Dataset items
#####

PR #3495, opened 2021-08-08
Add network tests

mrzenioszeniou:
Added tests for the following P2P network parameters:
* `gossip_interval`
* `network-stuck_check`
* `max_bootstrap_attempt`

I also did some housekeeping in our test code:
* We had a few module directories with a single `mod.rs` file in them. I got rid of the unnecessary nesting:
    * `testing/jormungandr-integration-tests/src/common/data`
    * `testing/jormungandr-integration-tests/src/common/startup`
    * `testing/jormungandr-integration-tests/src/jormungandr/explorer`
    * `testing/jormungandr-integration-tests/src/jormungandr/legacy`
* Some functions where unnecessarily declared public so I made them private.
* `jormungandr_integration_tests::common::network::builder::NetworkBuilder.configs` was not meaningfully used, so I got rid of it. Consequentially I removed `testing/jormungandr-integration-tests/src/networking/p2p/topic_of_interest_influences_node_sync_ability` as well.
* There were a couple of loose constructors, so I associated them with the appropriate structs.

__Note:__ I ended up using the logs to figure out if -and when- certain events took place. For example, to figure out the interval between to consecutive gossip attempts. I don't like this, mainly because our tests' validity hangs by a string literal or a time format somewhere. If said literal or time format changes, the compiler can't help us fix the now-failing tests. If there's a cleaner way, feel free point it out.


testing/jormungandr-integration-tests/src/networking/p2p.rs
```diff
@@ -334,63 +343,156 @@ pub fn node_put_itself_in_preffered_layers() {
...
+        }
+    }
+}
 
-    assert!(
-        fast_client_block_recv_cnt > slow_client_block_recv_cnt,
-        "node with high block topic of interest should have more recieved blocks"
+#[ignore = "long runner"]
+#[test]
+fn network_stuck_check() {
```
dkijania, line 403: for long running tests there is a feature: `soak-non-functional`.  
```
#[cfg(feature = "soak-non-functional")]
```

mrzenioszeniou: Nice, thanks!

dkijania:
IMHO we can try to pursue with assertion in logs for now. We ran tests on PR, so there would be a feedback if format would change (maybe not so convenient as during compilation).

dkijania (approved):

mrzenioszeniou:
@dkijania the `gossip_interval` test fails occasionally which made me rethink the logic thereof. Even if the sender times their gossiping attempts correctly, there's no guarantee that the receiver will get them with at least `gossip_interval` seconds in between. So instead of checking when the gossip was received, I added a trace log that we can use to check when the node is attempting to gossip. On top of that I noticed that we're using [tokio::time::Interval](https://docs.rs/tokio/1.9.0/tokio/time/struct.Interval.html) to time this, which has a `tokio::time::MissedTickBehavior` field that defaults to [Burst](https://docs.rs/tokio/1.9.0/tokio/time/enum.MissedTickBehavior.html#variant.Burst). This means that if the node misses a tick, it will try to make up for it as fast as possible, without respecting the `gossip_interval`. That doesn't seem beneficial for the network's health anyway, so I thought we should switch to [Delay](https://docs.rs/tokio/1.9.0/tokio/time/enum.MissedTickBehavior.html#variant.Delay) instead. It doesn't try to make up for lost ticks and ensures that the duration between ticks is always respected. Check out the last commit I just pushed.

dkijania (approved):

PR #3497, opened 2021-08-09
add buffering for persistent logs

Zeegomo:
Add buffering to persistent logs to improve performance and switch to use `tokio::fs::File` instead of `std::fs::File` not to block the runtime for the duration of the write.
Not really sure of what size of the buffer to pick, but I think it does not make too much of a difference provided it's more than the underlying block size and we flush it every batch. The one that is currently used is quite big to avoid lots of flushes while processing a single batch.

We should benchmark this and see if it works for our deployment, or if we should not forcibly flush the buffer.


jormungandr/src/fragment/pool.rs
```diff
@@ -123,15 +134,17 @@ impl Pools {
...
-            if let Some(mut persistent_log) = self.persistent_log.as_mut() {
+            if let Some(persistent_log) = self.persistent_log.as_mut() {
                 let entry = PersistentFragmentLog {
                     time: SecondsSinceUnixEpoch::now(),
                     fragment: fragment.clone(),
                 };
                 // this must be sufficient: the PersistentFragmentLog format is using byte array
                 // for serialization so we do not expect any problems during deserialization
                 let codec = bincode::DefaultOptions::new().with_fixint_encoding();
-                if let Err(err) = codec.serialize_into(&mut persistent_log, &entry) {
```
mzabaluev, line 134: That's why it was slow: we gave the `File` writer to bincode to do lots of small writes.

mzabaluev (approved):
Looks good.

mzabaluev:
Needs rebasing.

#####

YOUR ASSIGNMENT:
Each record above is to be restated word for word.

RESPONSE TO THE TASK:
PR #3495, opened 2021-08-08
Add network tests

mrzenioszeniou:
Added tests for the following P2P network parameters:
* `gossip_interval`
* `network-stuck_check`
* `max_bootstrap_attempt`

I also did some housekeeping in our test code:
* We had a few module directories with a single `mod.rs` file in them. I got rid of the unnecessary nesting:
    * `testing/jormungandr-integration-tests/src/common/data`
    * `testing/jormungandr-integration-tests/src/common/startup`
    * `testing/jormungandr-integration-tests/src/jormungandr/explorer`
    * `testing/jormungandr-integration-tests/src/jormungandr/legacy`
* Some functions where unnecessarily declared public so I made them private.
* `jormungandr_integration_tests::common::network::builder::NetworkBuilder.configs` was not meaningfully used, so I got rid of it. Consequentially I removed `testing/jormungandr-integration-tests/src/networking/p2p/topic_of_interest_influences_node_sync_ability` as well.
* There were a couple of loose constructors, so I associated them with the appropriate structs.

__Note:__ I ended up using the logs to figure out if -and when- certain events took place. For example, to figure out the interval between to consecutive gossip attempts. I don't like this, mainly because our tests' validity hangs by a string literal or a time format somewhere. If said literal or time format changes, the compiler can't help us fix the now-failing tests. If there's a cleaner way, feel free point it out.


testing/jormungandr-integration-tests/src/networking/p2p.rs
```diff
@@ -334,63 +343,156 @@ pub fn node_put_itself_in_preffered_layers() {
...
+        }
+    }
+}
 
-    assert!(
-        fast_client_block_recv_cnt > slow_client_block_recv_cnt,
-        "node with high block topic of interest should have more recieved blocks"
+#[ignore = "long runner"]
+#[test]
+fn network_stuck_check() {
```
dkijania, line 403: for long running tests there is a feature: `soak-non-functional`.  
```
#[cfg(feature = "soak-non-functional")]
```

mrzenioszeniou: Nice, thanks!

dkijania:
IMHO we can try to pursue with assertion in logs for now. We ran tests on PR, so there would be a feedback if format would change (maybe not so convenient as during compilation).

dkijania (approved):

mrzenioszeniou:
@dkijania the `gossip_interval` test fails occasionally which made me rethink the logic thereof. Even if the sender times their gossiping attempts correctly, there's no guarantee that the receiver will get them with at least `gossip_interval` seconds in between. So instead of checking when the gossip was received, I added a trace log that we can use to check when the node is attempting to gossip. On top of that I noticed that we're using [tokio::time::Interval](https://docs.rs/tokio/1.9.0/tokio/time/struct.Interval.html) to time this, which has a `tokio::time::MissedTickBehavior` field that defaults to [Burst](https://docs.rs/tokio/1.9.0/tokio/time/enum.MissedTickBehavior.html#variant.Burst). This means that if the node misses a tick, it will try to make up for it as fast as possible, without respecting the `gossip_interval`. That doesn't seem beneficial for the network's health anyway, so I thought we should switch to [Delay](https://docs.rs/tokio/1.9.0/tokio/time/enum.MissedTickBehavior.html#variant.Delay) instead. It doesn't try to make up for lost ticks and ensures that the duration between ticks is always respected. Check out the last commit I just pushed.

dkijania (approved):

PR #3497, opened 2021-08-09
add buffering for persistent logs

Zeegomo:
Add buffering to persistent logs to improve performance and switch to use `tokio::fs::File` instead of `std::fs::File` not to block the runtime for the duration of the write.
Not really sure of what size of the buffer to pick, but I think it does not make too much of a difference provided it's more than the underlying block size and we flush it every batch. The one that is currently used is quite big to avoid lots of flushes while processing a single batch.

We should benchmark this and see if it works for our deployment, or if we should not forcibly flush the buffer.


jormungandr/src/fragment/pool.rs
```diff
@@ -123,15 +134,17 @@ impl Pools {
...
-            if let Some(mut persistent_log) = self.persistent_log.as_mut() {
+            if let Some(persistent_log) = self.persistent_log.as_mut() {
                 let entry = PersistentFragmentLog {
                     time: SecondsSinceUnixEpoch::now(),
                     fragment: fragment.clone(),
                 };
                 // this must be sufficient: the PersistentFragmentLog format is using byte array
                 // for serialization so we do not expect any problems during deserialization
                 let codec = bincode::DefaultOptions::new().with_fixint_encoding();
-                if let Err(err) = codec.serialize_into(&mut persistent_log, &entry) {
```
mzabaluev, line 134: That's why it was slow: we gave the `File` writer to bincode to do lots of small writes.

mzabaluev (approved):
Looks good.

mzabaluev:
Needs rebasing.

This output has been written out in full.